Neural Network Powered Physics Engine

TL;DR: Did not get this to work very well. Still glad I did it.

The Problem

If you want to control a real-world (as opposed to virtual) robot with a neural network, then you need to train that network. There are a few ways to do that, each with their pros and cons.

  1. If you train the real-world robot from a brand new network (tabula rasa) using reinforcement learning, then the robot is going to flop around, potentially hurt itself, be a burden to reset, and importantly take a really long time to train.
  2. If you train the network in virtual and then try to transfer the network to the real robot, then you are in for a world of pain trying to make sure the virtual robot model (and physics engine) are realistic enough such that the neural network, when transferred into the real robot, actually controls the real robot successfully.

So what to do?

Often we look to neural networks for robotic control so we can outperform some existing hand-crafted control system. That control system might be as simple as PID, or something a bit more hefty like LQR, or something really complex and esoteric. The point is, before turning to neural networks, people usually have a baseline with which to compare.

What can we do with that baseline? How can we bootstrap from it? How can we boostrap from it… a lot??

Hit record, check Reddit for a few minutes, stop recording

If you have an existing (non-neural network) control system, that means you already have access to the robot’s state, and of course you have access your existing control system’s output. So you can create a log that stores the state and action:

s1a, s1b, s1c, ... s1n,a1
s2a, s2b, s2c, ... s2n,a2

In the above lines, we assume the state is comprised of four parameters, with a single scalar as the action.

Now, what if we decided to train…a physics engine! This is not a new idea. We reconfigure the log output from above so that the input to the NN is

Input: (s1a, s1b, s1c,...s1n, a1)
Expected Output: (s2a, s2b, s2c,...s2n)

Now we can just do some supervised learning. Of course, the quality of the physics engine is only based on the quality of the recorded data. So that means you need to take your real robot and record it doing both the things you want, like walking, as well as totally random things.

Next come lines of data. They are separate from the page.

PR #721, opened 2024-12-20
moved vello to separate example

jaytaph:
- examples are now working properly with `cargo run --example vello-renderer"
- updated some readme

One thing missing: wasm seems not to function anymore, as it seems to use things from the vello renderer..


docs/crates.md
```diff
@@ -64,4 +60,65 @@ Implementation of a RenderBackend for the `vello` crate
...
+    13 -> 5 [ ]
+    13 -> 4 [ ]
+    13 -> 3 [ ]
+    13 -> 6 [ ]
+    13 -> 7 [ ]
+    13 -> 8 [ ]
+    13 -> 1 [ ]
+    13 -> 9 [ ]
+    13 -> 12 [ ]
+}
```
Sharktheone, line 121: It seems like this diagram is broken

Sharktheone (changes requested):

docs/crates.md
jaytaph: it's graphviz instead of mermaid syntax.. this has been fixed now

Sharktheone (approved):

PR #729, opened 2024-12-23
Added more to the prelude

jaytaph:


Sharktheone (commented):
I'm not sure about those. I'm currently in the proccess of removing the `WindowedEventLoop` which means that we probably also don't need to worry about the `ImageBuffer`

The `WindowData` and `ActiveWindowData` will probably fall out of the public API and the rendering proccess will just output one `Scene` in the end

Sharktheone (approved):

jaytaph:
We will be moving more things out of the prelude once the final gosub_engine api materializes. At this moment, we have none so we will be using mostly bits and pieces for now..

PR #730, opened 2024-12-24
Added functionality to render tree from html-source instead of url

jaytaph:
The gtk browser alraedy fetches the URL before the drawer. So instead of letting the drawer fetching the url, we provide the html source

### DIFF
--- a/crates/gosub_interface/src/draw.rs
+++ b/crates/gosub_interface/src/draw.rs
@@ -36,7 +36,7 @@ pub trait TreeDrawer<C: HasDrawComponents> {
         layouter: C::Layouter,
         // Debug flag
         debug: bool,
-    ) -> impl Future<Output = gosub_shared::types::Result<Self>>
+    ) -> gosub_shared::types::Result<Self>
     where
         Self: Sized;
 
--- a/crates/gosub_interface/src/draw.rs
+++ b/crates/gosub_interface/src/draw.rs
@@ -27,6 +27,19 @@ pub trait TreeDrawer<C: HasDrawComponents> {
     where
         Self: Sized;
 
+    fn from_source(
+        // The initial url that the source was loaded from
+        url: Url,
+        // Actual loaded source HTML
+        source_html: &str,
+        // Layouter that renders the tree
+        layouter: C::Layouter,
+        // Debug flag
+        debug: bool,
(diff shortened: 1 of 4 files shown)


crates/gosub_interface/src/draw.rs
```diff
@@ -27,6 +27,19 @@ pub trait TreeDrawer<C: HasDrawComponents> {
...
+    fn from_source(
+        // The initial url that the source was loaded from
+        url: Url,
+        // Actual loaded source HTML
+        source_html: &str,
+        // Layouter that renders the tree
+        layouter: C::Layouter,
+        // Debug flag
+        debug: bool,
+    ) -> impl Future<Output = gosub_shared::types::Result<Self>>
```
Sharktheone, line 39: I don't think this needs to be a future, since the only thing that is async in there is fetching the HTML, which was already done

crates/gosub_renderer/src/render_tree.rs
```diff
@@ -10,40 +10,31 @@ use gosub_shared::byte_stream::{ByteStream, Encoding};
...
     let fetcher = Fetcher::new(url.clone());
 
-    let rt = load_html_rendertree_fetcher::<C>(url, &fetcher).await?;
+    let rt = match source {
+        Some(source) => load_html_rendertree_source::<C>(url, source).await?,
+        None => load_html_rendertree_fetcher::<C>(url, &fetcher).await?,
+    };
 
     Ok((rt, fetcher))
 }
```
Sharktheone, line 28: I think this should be removed, instead callers should create their fetcher by temselves and give it `load_html_rendertree_fetcher`

Sharktheone (changes requested):

crates/gosub_interface/src/draw.rs
jaytaph: actually, no.. the parsing is also async.. so this needs to be async as well.

crates/gosub_renderer/src/render_tree.rs
jaytaph: Added a new issue for this:

https://github.com/gosub-io/gosub-engine/issues/732

Sharktheone (approved):

PR #733, opened 2024-12-24
begin event loop and `EngineInstance`

Sharktheone:


crates/gosub_instance/src/lib.rs
```diff
@@ -0,0 +1,198 @@
...
+use gosub_shared::geo::SizeU32;
+use gosub_shared::types::Result;
+use std::sync::mpsc::Sender as SyncSender;
+use tokio::runtime::{Builder, Runtime};
+use tokio::sync::mpsc::{Receiver, Sender};
+use tokio::task;
+use tokio::task::{spawn_blocking, LocalSet};
+use url::Url;
+
+pub struct EngineInstance<C: ModuleConfiguration> {
```
jaytaph, line 16: I don't know exactly what an engine instance is... but from context I don't understand why it needs a title or url?

crates/gosub_interface/src/config/chrome.rs
```diff
@@ -0,0 +1,6 @@
+use crate::chrome::ChromeHandle;
+use crate::config::HasRenderBackend;
+
+pub trait HasChrome: HasRenderBackend + Sized {
```
jaytaph, line 4: Please describe what chrome is and what it does...

crates/gosub_instance/src/lib.rs
Sharktheone: It is basically a tab. It will manage the event loop, the web event loop and everything else.

It needs the title and url, so JS can ask for it

crates/gosub_interface/src/config/chrome.rs
Sharktheone: Yeah, I still need many comments. I am also not completely happy about the `HasChrome` thingy.

jaytaph (approved):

Why try to make a NN powered physics engine, based off your existing robot? Because then, as long as you have enough data to train on, the NN will yield a physics engine thats amazingly accurate. No more tinkering around with things like the Bullet Physics Engine (which is awesome, btw).

To be clear, I’m not trying to create a full physics engine. I’m just trying to create a an engine that can predict a single robot moving on a flat surface.

Does it Work?

Even though its sort of cheating, for my first experiments I used a virtual balancing robot with PID controller to record data, and tried to create a physics engine fro that. I used that recorded data to train a NN as explained above. Here are some different formulations of the network, with associated losses (and validation losses):

model_world_h32x2.L3_b32_e300_0.009538_.h5.png
Hidden:32 Depth: 3

Above you can see just a tad of improvement of loss over validation loss. Prob acceptable.

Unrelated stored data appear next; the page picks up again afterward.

PR #740, opened 2024-12-27
Updates cargo depenencies for packaging crates

jaytaph:
All crates can now be packaged separately, including the main gosub_engine crate on registry.gosub.io


Sharktheone:
I'm not sure if I like this, as you are now required to set up the registry and it probably also must work. If we decide to publish our packages on crates.io we can no longer just try out an older version

jaytaph:
@Sharktheone nothing changes. It will still use the path definitions inside the Cargo.toml files.. We just have a second source (version + registry) in order to enable usages as crates itself..

so:

 1. you can still use gosub_engine the regular way, by having the crates in ./crates and modify them
 2. when writing external applications (which is the whole reason of the engine), you can use the gosub_engine (or any other crate) as dependency from the repository.

Sharktheone:
Yes, but when you have the `registry = "gosub"` thing, then cargo wants to know about the registry and potentially also tries to request it (not sure), so if the registry is offline at some point in the future you can't test the versions with the `registry = "gosub"`

Sharktheone:
https://chat.developer.gosub.io/#narrow/stream/6-gosub/topic/crate.20registry/near/13872

.github/workflows/ci.yaml
```diff
@@ -40,6 +40,12 @@ jobs:
           key: ${{ matrix.os }}-cargo-target-${{ matrix.rust_version }}-${{ hashFiles('**/Cargo.lock') }}
           restore-keys: |
             ${{ matrix.os }}-cargo-target-${{ matrix.rust_version }}-
+      - name: Add Gosub crate registry
+        run: |
+          cat <<EOF > ~/.cargo/config.toml
+          [registries]
+          gosub = { index = "sparse+https://registry.gosub.io/" }
+          EOF
```
Sharktheone, line 48: this should be just in `gosub-engine/.cargo/config.toml` not in `~/.cargo/config.toml` so when you clone the engine you don't need to modify something in your home folder

crates/gosub_render_utils/Cargo.toml
Sharktheone, line 1: ~~What happend here? Is this no longer needed? If so you probably should also delete the code in the render_utils folder. But it seems like this is still needed?~~

Ah, it was moved to `gosub_rendering`

Sharktheone (changes requested):

Sharktheone (approved):

PR #741, opened 2024-12-28
Begin WebEventLoop

Sharktheone:


crates/gosub_web_platform/Cargo.toml
```diff
@@ -0,0 +1,11 @@
+[package]
```
jaytaph, line 1: what does this to / what is it for?

Sharktheone: This will implement the "Web Platform", so things that a js or lua script can interact with. This might be timers, and Web APIs

Sharktheone:
This diagram describes the architecture that already is in the engine or gets introduced with this PR.

webeventloop_architecture

jaytaph (approved):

model_world_h64x3.L3_b32_e500_0.009604_.h5.png
Hidden: 64, Layers: 3

Above we see way too much divergence. This means we have overfitting.

model_world_h64x2.L3_b32_e500_0.009643_.h5.png
Hidden: 64, Layers: 2

Above we can see even when we jump down to two layers, there is a lot of overfitting.

model_world_h16x4.L3_b32_e300_0.011416_.h5.png
Hidden: 16, Layers: 3

Also seems comparable to H32D3. How do they perform?

So-So. Here I am running an environment, but instead of using the bullet physics engine, I’m using a trained NN. The agent is applying no power to robot, so the balancing robot just falls over. The fact that it falls over as seen below is pretty neat.

recording_of_pe.gif

While promising, it turns out that getting the NN to compete with a physics engine even on a simple task like the above is not very good. I think that something like this might be good for rough planning, but not good for training.